| Recorded data |
□ □ □ □ □ □ □

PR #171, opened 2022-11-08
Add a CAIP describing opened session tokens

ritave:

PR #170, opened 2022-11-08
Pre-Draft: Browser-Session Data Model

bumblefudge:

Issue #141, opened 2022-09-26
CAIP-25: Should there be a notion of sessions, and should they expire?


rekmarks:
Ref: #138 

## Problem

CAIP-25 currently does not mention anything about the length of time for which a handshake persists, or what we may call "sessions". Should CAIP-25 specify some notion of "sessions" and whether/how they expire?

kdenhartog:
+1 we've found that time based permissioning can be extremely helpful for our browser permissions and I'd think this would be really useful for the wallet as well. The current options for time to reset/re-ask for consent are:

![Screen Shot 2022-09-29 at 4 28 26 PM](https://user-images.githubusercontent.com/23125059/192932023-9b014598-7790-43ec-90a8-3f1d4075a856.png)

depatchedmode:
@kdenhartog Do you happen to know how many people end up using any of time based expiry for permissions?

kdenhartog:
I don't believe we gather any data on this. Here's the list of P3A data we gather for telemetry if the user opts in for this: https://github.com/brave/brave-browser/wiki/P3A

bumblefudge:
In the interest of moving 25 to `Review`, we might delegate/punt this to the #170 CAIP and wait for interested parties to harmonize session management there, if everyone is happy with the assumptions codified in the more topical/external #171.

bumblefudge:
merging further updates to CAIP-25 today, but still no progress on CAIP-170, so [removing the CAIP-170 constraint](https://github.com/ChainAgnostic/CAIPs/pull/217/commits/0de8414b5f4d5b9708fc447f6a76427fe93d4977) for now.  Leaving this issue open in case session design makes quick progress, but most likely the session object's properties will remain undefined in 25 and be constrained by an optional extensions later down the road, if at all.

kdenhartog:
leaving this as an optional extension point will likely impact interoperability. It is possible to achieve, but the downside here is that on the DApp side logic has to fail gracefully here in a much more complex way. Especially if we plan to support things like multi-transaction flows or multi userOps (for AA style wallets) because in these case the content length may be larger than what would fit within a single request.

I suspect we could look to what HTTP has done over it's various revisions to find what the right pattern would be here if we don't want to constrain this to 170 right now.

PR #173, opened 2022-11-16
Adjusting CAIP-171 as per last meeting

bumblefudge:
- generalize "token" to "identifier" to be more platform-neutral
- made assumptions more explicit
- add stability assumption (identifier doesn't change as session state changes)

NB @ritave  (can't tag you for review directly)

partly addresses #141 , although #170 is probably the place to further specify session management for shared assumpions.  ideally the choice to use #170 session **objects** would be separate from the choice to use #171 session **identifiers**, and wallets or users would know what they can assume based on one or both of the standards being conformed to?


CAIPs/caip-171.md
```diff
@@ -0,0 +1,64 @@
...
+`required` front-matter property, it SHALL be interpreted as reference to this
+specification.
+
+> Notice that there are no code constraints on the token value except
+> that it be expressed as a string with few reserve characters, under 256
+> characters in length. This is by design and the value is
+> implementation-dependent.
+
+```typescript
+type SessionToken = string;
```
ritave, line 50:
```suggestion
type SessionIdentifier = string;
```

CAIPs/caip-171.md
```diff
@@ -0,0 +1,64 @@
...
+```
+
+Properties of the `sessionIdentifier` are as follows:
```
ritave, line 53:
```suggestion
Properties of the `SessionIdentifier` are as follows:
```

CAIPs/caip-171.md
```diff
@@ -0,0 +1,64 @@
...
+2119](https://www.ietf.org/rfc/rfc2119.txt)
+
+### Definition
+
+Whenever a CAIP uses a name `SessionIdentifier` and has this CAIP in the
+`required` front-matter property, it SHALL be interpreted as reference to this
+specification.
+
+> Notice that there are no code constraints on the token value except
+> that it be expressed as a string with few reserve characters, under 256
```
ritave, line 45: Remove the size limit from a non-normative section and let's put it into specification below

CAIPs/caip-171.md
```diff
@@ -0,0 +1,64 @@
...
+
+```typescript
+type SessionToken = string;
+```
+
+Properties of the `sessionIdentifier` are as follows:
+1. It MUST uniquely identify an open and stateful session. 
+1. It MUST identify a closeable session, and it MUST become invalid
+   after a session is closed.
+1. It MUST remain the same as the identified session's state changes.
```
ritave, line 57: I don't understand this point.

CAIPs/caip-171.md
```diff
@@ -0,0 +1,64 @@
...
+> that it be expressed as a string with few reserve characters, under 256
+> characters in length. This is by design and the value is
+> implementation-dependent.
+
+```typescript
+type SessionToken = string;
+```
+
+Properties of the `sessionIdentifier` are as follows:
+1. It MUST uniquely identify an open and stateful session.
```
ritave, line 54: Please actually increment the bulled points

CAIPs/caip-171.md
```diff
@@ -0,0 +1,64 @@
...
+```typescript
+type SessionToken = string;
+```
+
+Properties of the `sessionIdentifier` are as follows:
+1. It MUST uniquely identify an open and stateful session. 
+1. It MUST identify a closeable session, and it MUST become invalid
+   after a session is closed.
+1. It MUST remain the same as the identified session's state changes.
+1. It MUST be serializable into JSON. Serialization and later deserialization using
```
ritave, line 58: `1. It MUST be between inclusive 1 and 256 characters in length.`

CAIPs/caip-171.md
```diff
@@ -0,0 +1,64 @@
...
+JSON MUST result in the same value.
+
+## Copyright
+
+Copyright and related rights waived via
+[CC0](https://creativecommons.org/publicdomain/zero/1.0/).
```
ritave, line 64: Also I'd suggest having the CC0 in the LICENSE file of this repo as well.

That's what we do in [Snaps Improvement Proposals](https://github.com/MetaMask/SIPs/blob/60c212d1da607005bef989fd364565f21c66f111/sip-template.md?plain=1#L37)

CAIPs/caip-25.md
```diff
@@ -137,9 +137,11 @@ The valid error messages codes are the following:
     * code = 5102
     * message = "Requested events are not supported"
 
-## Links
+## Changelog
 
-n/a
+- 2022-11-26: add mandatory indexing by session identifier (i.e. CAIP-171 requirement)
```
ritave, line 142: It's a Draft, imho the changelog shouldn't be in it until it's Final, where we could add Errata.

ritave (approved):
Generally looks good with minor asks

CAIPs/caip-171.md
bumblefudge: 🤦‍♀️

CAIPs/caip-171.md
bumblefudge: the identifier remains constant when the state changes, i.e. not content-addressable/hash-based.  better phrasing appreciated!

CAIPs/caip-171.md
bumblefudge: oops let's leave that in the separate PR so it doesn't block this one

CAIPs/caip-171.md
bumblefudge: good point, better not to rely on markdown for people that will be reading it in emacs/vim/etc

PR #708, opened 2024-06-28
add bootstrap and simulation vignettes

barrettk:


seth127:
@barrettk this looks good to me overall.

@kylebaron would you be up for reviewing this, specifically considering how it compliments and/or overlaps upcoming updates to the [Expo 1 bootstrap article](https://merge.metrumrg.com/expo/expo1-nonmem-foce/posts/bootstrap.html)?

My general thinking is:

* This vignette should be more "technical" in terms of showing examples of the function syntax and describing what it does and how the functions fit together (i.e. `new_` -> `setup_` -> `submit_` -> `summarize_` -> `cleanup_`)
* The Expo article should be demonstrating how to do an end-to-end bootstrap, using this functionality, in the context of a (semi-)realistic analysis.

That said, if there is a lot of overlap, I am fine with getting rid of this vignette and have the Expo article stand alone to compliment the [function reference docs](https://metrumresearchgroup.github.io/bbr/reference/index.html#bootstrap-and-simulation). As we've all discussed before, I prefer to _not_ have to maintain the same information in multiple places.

□ □ □ □ □ □ □

| Problem details |
Every record above must appear again in the answer, unchanged.

| Result of this task |
PR #171, opened 2022-11-08
Add a CAIP describing opened session tokens

ritave:

PR #170, opened 2022-11-08
Pre-Draft: Browser-Session Data Model

bumblefudge:

Issue #141, opened 2022-09-26
CAIP-25: Should there be a notion of sessions, and should they expire?


rekmarks:
Ref: #138 

## Problem

CAIP-25 currently does not mention anything about the length of time for which a handshake persists, or what we may call "sessions". Should CAIP-25 specify some notion of "sessions" and whether/how they expire?

kdenhartog:
+1 we've found that time based permissioning can be extremely helpful for our browser permissions and I'd think this would be really useful for the wallet as well. The current options for time to reset/re-ask for consent are:

![Screen Shot 2022-09-29 at 4 28 26 PM](https://user-images.githubusercontent.com/23125059/192932023-9b014598-7790-43ec-90a8-3f1d4075a856.png)

depatchedmode:
@kdenhartog Do you happen to know how many people end up using any of time based expiry for permissions?

kdenhartog:
I don't believe we gather any data on this. Here's the list of P3A data we gather for telemetry if the user opts in for this: https://github.com/brave/brave-browser/wiki/P3A

bumblefudge:
In the interest of moving 25 to `Review`, we might delegate/punt this to the #170 CAIP and wait for interested parties to harmonize session management there, if everyone is happy with the assumptions codified in the more topical/external #171.

bumblefudge:
merging further updates to CAIP-25 today, but still no progress on CAIP-170, so [removing the CAIP-170 constraint](https://github.com/ChainAgnostic/CAIPs/pull/217/commits/0de8414b5f4d5b9708fc447f6a76427fe93d4977) for now.  Leaving this issue open in case session design makes quick progress, but most likely the session object's properties will remain undefined in 25 and be constrained by an optional extensions later down the road, if at all.

kdenhartog:
leaving this as an optional extension point will likely impact interoperability. It is possible to achieve, but the downside here is that on the DApp side logic has to fail gracefully here in a much more complex way. Especially if we plan to support things like multi-transaction flows or multi userOps (for AA style wallets) because in these case the content length may be larger than what would fit within a single request.

I suspect we could look to what HTTP has done over it's various revisions to find what the right pattern would be here if we don't want to constrain this to 170 right now.

PR #173, opened 2022-11-16
Adjusting CAIP-171 as per last meeting

bumblefudge:
- generalize "token" to "identifier" to be more platform-neutral
- made assumptions more explicit
- add stability assumption (identifier doesn't change as session state changes)

NB @ritave  (can't tag you for review directly)

partly addresses #141 , although #170 is probably the place to further specify session management for shared assumpions.  ideally the choice to use #170 session **objects** would be separate from the choice to use #171 session **identifiers**, and wallets or users would know what they can assume based on one or both of the standards being conformed to?


CAIPs/caip-171.md
```diff
@@ -0,0 +1,64 @@
...
+`required` front-matter property, it SHALL be interpreted as reference to this
+specification.
+
+> Notice that there are no code constraints on the token value except
+> that it be expressed as a string with few reserve characters, under 256
+> characters in length. This is by design and the value is
+> implementation-dependent.
+
+```typescript
+type SessionToken = string;
```
ritave, line 50:
```suggestion
type SessionIdentifier = string;
```

CAIPs/caip-171.md
```diff
@@ -0,0 +1,64 @@
...
+```
+
+Properties of the `sessionIdentifier` are as follows:
```
ritave, line 53:
```suggestion
Properties of the `SessionIdentifier` are as follows:
```

CAIPs/caip-171.md
```diff
@@ -0,0 +1,64 @@
...
+2119](https://www.ietf.org/rfc/rfc2119.txt)
+
+### Definition
+
+Whenever a CAIP uses a name `SessionIdentifier` and has this CAIP in the
+`required` front-matter property, it SHALL be interpreted as reference to this
+specification.
+
+> Notice that there are no code constraints on the token value except
+> that it be expressed as a string with few reserve characters, under 256
```
ritave, line 45: Remove the size limit from a non-normative section and let's put it into specification below

CAIPs/caip-171.md
```diff
@@ -0,0 +1,64 @@
...
+
+```typescript
+type SessionToken = string;
+```
+
+Properties of the `sessionIdentifier` are as follows:
+1. It MUST uniquely identify an open and stateful session. 
+1. It MUST identify a closeable session, and it MUST become invalid
+   after a session is closed.
+1. It MUST remain the same as the identified session's state changes.
```
ritave, line 57: I don't understand this point.

CAIPs/caip-171.md
```diff
@@ -0,0 +1,64 @@
...
+> that it be expressed as a string with few reserve characters, under 256
+> characters in length. This is by design and the value is
+> implementation-dependent.
+
+```typescript
+type SessionToken = string;
+```
+
+Properties of the `sessionIdentifier` are as follows:
+1. It MUST uniquely identify an open and stateful session.
```
ritave, line 54: Please actually increment the bulled points

CAIPs/caip-171.md
```diff
@@ -0,0 +1,64 @@
...
+```typescript
+type SessionToken = string;
+```
+
+Properties of the `sessionIdentifier` are as follows:
+1. It MUST uniquely identify an open and stateful session. 
+1. It MUST identify a closeable session, and it MUST become invalid
+   after a session is closed.
+1. It MUST remain the same as the identified session's state changes.
+1. It MUST be serializable into JSON. Serialization and later deserialization using
```
ritave, line 58: `1. It MUST be between inclusive 1 and 256 characters in length.`

CAIPs/caip-171.md
```diff
@@ -0,0 +1,64 @@
...
+JSON MUST result in the same value.
+
+## Copyright
+
+Copyright and related rights waived via
+[CC0](https://creativecommons.org/publicdomain/zero/1.0/).
```
ritave, line 64: Also I'd suggest having the CC0 in the LICENSE file of this repo as well.

That's what we do in [Snaps Improvement Proposals](https://github.com/MetaMask/SIPs/blob/60c212d1da607005bef989fd364565f21c66f111/sip-template.md?plain=1#L37)

CAIPs/caip-25.md
```diff
@@ -137,9 +137,11 @@ The valid error messages codes are the following:
     * code = 5102
     * message = "Requested events are not supported"
 
-## Links
+## Changelog
 
-n/a
+- 2022-11-26: add mandatory indexing by session identifier (i.e. CAIP-171 requirement)
```
ritave, line 142: It's a Draft, imho the changelog shouldn't be in it until it's Final, where we could add Errata.

ritave (approved):
Generally looks good with minor asks

CAIPs/caip-171.md
bumblefudge: 🤦‍♀️

CAIPs/caip-171.md
bumblefudge: the identifier remains constant when the state changes, i.e. not content-addressable/hash-based.  better phrasing appreciated!

CAIPs/caip-171.md
bumblefudge: oops let's leave that in the separate PR so it doesn't block this one

CAIPs/caip-171.md
bumblefudge: good point, better not to rely on markdown for people that will be reading it in emacs/vim/etc

PR #708, opened 2024-06-28
add bootstrap and simulation vignettes

barrettk:


seth127:
@barrettk this looks good to me overall.

@kylebaron would you be up for reviewing this, specifically considering how it compliments and/or overlaps upcoming updates to the [Expo 1 bootstrap article](https://merge.metrumrg.com/expo/expo1-nonmem-foce/posts/bootstrap.html)?

My general thinking is:

* This vignette should be more "technical" in terms of showing examples of the function syntax and describing what it does and how the functions fit together (i.e. `new_` -> `setup_` -> `submit_` -> `summarize_` -> `cleanup_`)
* The Expo article should be demonstrating how to do an end-to-end bootstrap, using this functionality, in the context of a (semi-)realistic analysis.

That said, if there is a lot of overlap, I am fine with getting rid of this vignette and have the Expo article stand alone to compliment the [function reference docs](https://metrumresearchgroup.github.io/bbr/reference/index.html#bootstrap-and-simulation). As we've all discussed before, I prefer to _not_ have to maintain the same information in multiple places.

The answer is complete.